So EventBridge is CloudWatch Events. The difference is that now you can
publish your own events and specify your own routing rules for them. As well
as supporting 3rd party events from certain SaaS partners.

It is limited to 400 events per second, 5 targets per rule, and 100 rule per
account. Consuming events is throttled at 750 per second. Events take about
half a second to reach targets. Some of these limits can be increased by
asking for higher limits. AWS published events, so existing CloudWatch Events
don't count towards these and are unlimited.

What about SNS?

> Amazon SNS is recommended when you want to build an application that reacts
> to high throughput or low latency messages published by other applications
> or microservices (as Amazon SNS provides nearly unlimited throughput), or
> for applications that need very high fan-out (thousands or millions of
> endpoints)

> At launch, Amazon EventBridge is has limited throughput (see Service Limits)
> which can be increased upon request

> Amazon EventBridge is the only event-based service that integrates directly
> with third-party SaaS partners

> Amazon EventBridge uses a defined JSON-based structure for events, and
> allows you to create rules that are applied across the entire event body to
> select events to forward to a target

Also, the targets are not exactly same yet.

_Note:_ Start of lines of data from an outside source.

PR #3320, opened 2022-08-31
Adding application status as a filter option for program admins.

### LINKED ISSUE #3269: Status Tracking: Allow filters for the Application list

clouser2:
### Description

Adds a dropdown option for filtering by application status.

### Screenshots
Screen Shot 2022-08-30 at 10 56 19 AM

## Release notes:

Allow program admins to filter applications by application status if present.

### Checklist

### Issue(s)

Fixes #3269


server/app/views/admin/programs/ProgramApplicationListView.java
```diff
@@ -124,17 +133,21 @@ public Content render(
   }
 
   private FormTag renderSearchForm(
-      ProgramDefinition program, ButtonTag downloadButton, RenderFilterParams filterParams) {
+      ProgramDefinition program,
+      ImmutableList<String> allApplicationStatuses,
```
shanemc-goog, line 137: This won't show program status unless an application has it right?  So initially no Statuses would be present right?

Not a blocker but let's run it by Raha too

server/app/views/admin/programs/ProgramApplicationListView.java
```diff
@@ -161,7 +174,27 @@ private FormTag renderSearchForm(
...
+            allApplicationStatuses.size() > 0,
+            new SelectWithLabel()
+                .setFieldName(APPLICATION_STATUS_PARAM)
+                .setLabelText("Application status")
+                .setValue(filterParams.selectedApplicationStatus().orElse(""))
+                .setOptions(
+                    ImmutableMap.<String, String>builder()
+                        .put("Any application status", "")
+                        .put(
+                            "Only applications without a status",
```
shanemc-goog, line 188: What do you think about putting a "divider" selection to distinguish between these special options and the real one?

Just thinking "-------"

server/test/repository/ProgramRepositoryTest.java
```diff
@@ -305,6 +311,153 @@ private Application makeApplicationWithName(
...
+        adminAccount, thirdStatusApplication, FIRST_STATUS, SECOND_STATUS, THIRD_STATUS);
+
+    Application noStatusApplication =
+        resourceCreator.insertActiveApplication(resourceCreator.insertApplicant(), program);
+
+    Application backToNoStatusApplication =
+        resourceCreator.insertActiveApplication(resourceCreator.insertApplicant(), program);
+    // Application has transitioned through statuses and arrived back at an empty status (indicated
+    // by null).
+    createStatusEvents(adminAccount, backToNoStatusApplication, SECOND_STATUS, null);
```
shanemc-goog, line 363: 1. We shouldn't use null unless forced too so use Optional not null, or another pattern.  We're following the google java guides which dissuade null unless there's no option.

2. you only use the status text off of the status, so just pass that and empty string as needed directly.

server/app/controllers/admin/AdminApplicationController.java
```diff
@@ -457,12 +464,24 @@ public Result index(
...
             applications,
             RenderFilterParams.builder()
                 .setSearch(search)
                 .setFromDate(fromDate)
                 .setUntilDate(untilDate)
+                .setSelectedApplicationStatus(applicationStatus)
                 .build()));
   }
+
+  private ImmutableList<String> getAllApplicationStatusesForProgram(ProgramDefinition program) {
```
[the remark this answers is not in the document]
clouser2: Done. My general preference is to use a strong type instead of a database ID since I think it conveys more meaning. That said, in this case, we're actually calling a method that ends up being for all versions of the program, not just the one for the given ID, so it probably was ending up being more confusing than helpful.

server/app/repository/ProgramRepository.java
```diff
@@ -259,6 +259,15 @@ public PaginationResult<Application> getApplicationsForAllProgramVersions(
       }
     }
 
+    String toMatchStatus = filters.applicationStatus().orElse("");
```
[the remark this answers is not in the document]
clouser2: Done.

server/app/repository/SubmittedApplicationFilter.java
```diff
@@ -24,6 +24,13 @@ public abstract class SubmittedApplicationFilter {
   /** Filters to applications that were submitted within the provided date range. */
   public abstract TimeFilter submitTimeFilter();
 
+  /**
+   * If specified and non-empty, returns applications that match the provided status. If
+   * NO_STATUS_FILTERS_OPTION_UUID is provided, it indicates a desire to match only applications
```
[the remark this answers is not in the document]
clouser2: Done.

server/app/views/admin/programs/ProgramApplicationListView.java
clouser2: This is a list of all unique application statuses for all versions of a program and isn't directly tied to what applications have the statuses set. Put another way, the source of this information comes from ProgramDefinitions, not Applications.

I renamed to `allPossibleProgramApplicationStatuses` in an effort to clarify this.

As such, I don't think there's anything we need to run by UX since I imagine we'd want to show all statuses that could be selected, not just the ones that currently are set on an application.

server/test/repository/ProgramRepositoryTest.java
clouser2: Good call to not use null. Unless you feel strongly, I have a personal preference to pass an `Optional<StatusDefinitions.Status>` rather than a string since I think passing the type better documents the intended type of parameter than an arbitrary string (even though a string is sufficient).

clouser2:
Feedback incorporated!

shanemc-goog (approved):
woohoo!

Issue #3323, opened 2022-09-01
Standardize browser handling in browser tests


nbeloglazov:
At the moment there are 2 different styles of working with browser: launch new instance of browser on each test case and destroy it afterwards or launch browser once and reuse its context between test cases, resetting civiform play session. Both approaches have downsides: launching browser each time slows down tests and reusing same context breaks video recording: we get single video for multiple test cases. Additionally it requires extra work from eng to remember destroy browser or reset session.

We should centralize browser handling and update existing tests to follow the new pattern. Proposed pattern is to create a new function `createTestContext` that returns an object containing `page`, helper objects like `adminPrograms`. That function will register appropriate `before/afterAll`, `before/afterEach` handlers to ensure that browser context is reset correctly between tests. Additionally it will ensure that db is reset between tests. 

Example usage: 

```js
describe('some test', () => {
  const ctx = createTestContext()

  it('should do foo', async () => {
    await ctx.page.click('#some-button')
  })
})
```

nbeloglazov:
Here is more detailed description on how browser context/session is reset between tests. 

First, we need to close browser context after each test case so that its video is saved as a separate file. If we reuse browser context between multiple test cases we end up with longer videos that span multiple test cases and hard to understand (can't see at which point next test starts).

Second, we need to make sure that browser is initialized and ready to use during all `beforeAll/afterAll` invocations. 

Resetting session/context means that users shouldn't expect that `ctx.page` will be on certain page or logged in when they implement `afterAll`. It's important to note as it's reasonable to expect that when you logged in in `beforeAll` - then you'll be logged in during the test and in `afterAll`. In fact each test will get fresh session and need to log in in `beforeEach`. 

Here is example of how sessions reset between tests (different numbers mean different sessions). The example assumes that there can be multiple before/afterAll and nested describes.

```
describe()
    [1] beforeAll()
    describe()
        [1] beforeAll()
        // first test
        [2] beforeEach()
        [2] beforeEach()
        [2] it()
        [2] afterEach()
        [2] afterEach()
        // second test
        [3] beforeEach()
        [3] beforeEach()
        [3] it()
        [3] afterEach()
        [3] afterEach()
        [4] afterAll()
    describe()
        [4] beforeAll()
        // third test
        [5] beforeEach()
        [5] it()
        [5] afterEach()
        [6] afterAll()
    [6] afterAll()
```

@jeanniefu this should answer the question why we have fresh objects. 
[...]

PR #3324, opened 2022-09-01
Introduce createTestContext() function

nbeloglazov:
### Description

The function simplifies managing browser-related, session stuff: it resets session between tests and launches/shutdowns browser once per test file. Using this function test writers don't need to worry about initialization of browser. Example usage:

```ts
describe('some test', () => {
  const ctx = createTestContext();

  it('does something', async () => {
    // do something with ctx.page
  })
})
```

By default it clears database between tests. Many tests rely on database not being cleared so for those tests I disable DB clearing. In future we should rework them so that each re-creates data from scratch. Doing it now will increase test runtime significantly. Once we have some batch approach to create data we can revisit it.

### Checklist

### Issue(s)

Issue #3323

### DIFF
--- a/browser-test/src/support/index.ts
+++ b/browser-test/src/support/index.ts
@@ -9,6 +9,15 @@ import {
 import * as path from 'path'
 import {MatchImageSnapshotOptions} from 'jest-image-snapshot'
 import {waitForPageJsLoad} from './wait'
+import {
+  BASE_URL,
+  DISABLE_SCREENSHOTS,
+  TEST_USER_LOGIN,
+  TEST_USER_PASSWORD,
+} from './config'
+import {AdminQuestions} from './admin_questions'
+import {AdminPrograms} from './admin_programs'
+
 export {AdminApiKeys} from './admin_api_keys'
 export {AdminQuestions} from './admin_questions'
 export {AdminPredicates} from './admin_predicates'
@@ -20,12 +29,6 @@ export {ClientInformation, TIDashboard} from './ti_dashboard'
 export {ApplicantQuestions} from './applicant_questions'
 export {NotFoundPage} from './error_pages'
 export {clickAndWaitForModal, dismissModal, waitForPageJsLoad} from './wait'
-import {
-  BASE_URL,
-  TEST_USER_LOGIN,
-  TEST_USER_PASSWORD,
-  DISABLE_SCREENSHOTS,
-} from './config'
 
 export const isLocalDevEnvironment = () => {
   return (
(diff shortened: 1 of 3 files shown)


browser-test/src/support/index.ts
```diff
@@ -82,6 +89,96 @@ export const startSession = async (): Promise<{
...
+  adminQuestions: AdminQuestions
+  adminPrograms: AdminPrograms
+}
+
+/**
+ * Launches a browser and returns context that contains objects needed to
+ * interact with the browser. Example usage:
+ *
+ * describe('some test', () => {
+ *   const ctx = createBrowserContext()
```
jeanniefu, line 113: createTestContext

browser-test/src/support/index.ts
```diff
@@ -82,6 +89,96 @@ export const startSession = async (): Promise<{
   return {browser, context, page}
 }
 
+/**
+ * Object containing properties and methods for interacting with browser and
+ * app. See docs for createBrowserContext() method for more info.
```
jeanniefu, line 94: createTestContext

browser-test/src/support/index.ts
```diff
@@ -82,6 +89,96 @@ export const startSession = async (): Promise<{
...
+    await resetContext()
+  })
+
+  beforeEach(async () => {
+    await resetContext()
+  })
+
+  afterEach(async () => {
+    if (clearDb) {
+      await dropTables(ctx.page)
```
jeanniefu, line 167: Some of our tests have nested describes, e.g.
```
describe('Applicant flow', () => {
  describe('Checkbox q', () => {
    it ('test case 1', () => {...})
    it ('test case 2', () => {...})
  })

  describe('Address q', () => {
    it ('test case 1', () => {...})
    it ('test case 2', () => {...})
  })
})
```

In this case, is the intention that the `const ctx = createTestContext()` goes in the innermost describe?

browser-test/src/support/index.ts
```diff
@@ -82,6 +89,96 @@ export const startSession = async (): Promise<{
...
+    }
+    // resetting context here so that afterAll() functions of current describe()
+    // block and beforeAll() functions of the next describe() block have fresh
```
jeanniefu, line 170: Why is it important that the afterAll and beforeAll have a fresh page object?

browser-test/src/support/index.ts
nbeloglazov: Thanks. Done

browser-test/src/support/index.ts
nbeloglazov: Thanks. Done

browser-test/src/support/index.ts
nbeloglazov: No, `const ctx = createTestContext()` goes at the very beginning of the top-most describe. Added comment in the jsdoc about it.

browser-test/src/support/index.ts
nbeloglazov: Well, it flows naturally from the fact that we need to reset state in `afterEach` at which point follow up `afterAll` and `beforeAll` will get a fresh state.

browser-test/src/support/index.ts
jeanniefu: Ah I'm sorry, I was misunderstanding how beforeEach worked. I thought it would only be on the outer level describe, but I see now that it will run before each nested "it". Ok this makes sense then, so we drop the tables after each test.

browser-test/src/support/index.ts
jeanniefu: Ok, sounds good

jeanniefu (approved):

For example, only SNS can publish
to Mobile SMS, Email, or HTTP/S endpoints for now.

And SNS allows any type of payloads, while EventBridge forces you into JSON.

Finally, the reason this specifies serverless is because of the dynamic
content based routing using configurable rules. This means you don't need to
manage your own routing. So say you want to pair it with Lambda, you don't
waste Lambdas starting then realizing the event isn't relevant for them, you
can just setup rules for that. So it provides a serverless routing mechanism
that auto-scales and is decoupled from producer and consumer. That's pretty
cool!

Hope that helps!

------
xrd
I would really like to see how this compares to Firebase. It sounds really
similar in that you subscribe to events and then AWS or Google handles the
difficult tasks of routing to the right places.

------
hestefisk
“It re-establishes how the greater ecosystem of software integrates with your
business logic, in addition to defining an excellent standard for your own
services to leverage.”

But what is it?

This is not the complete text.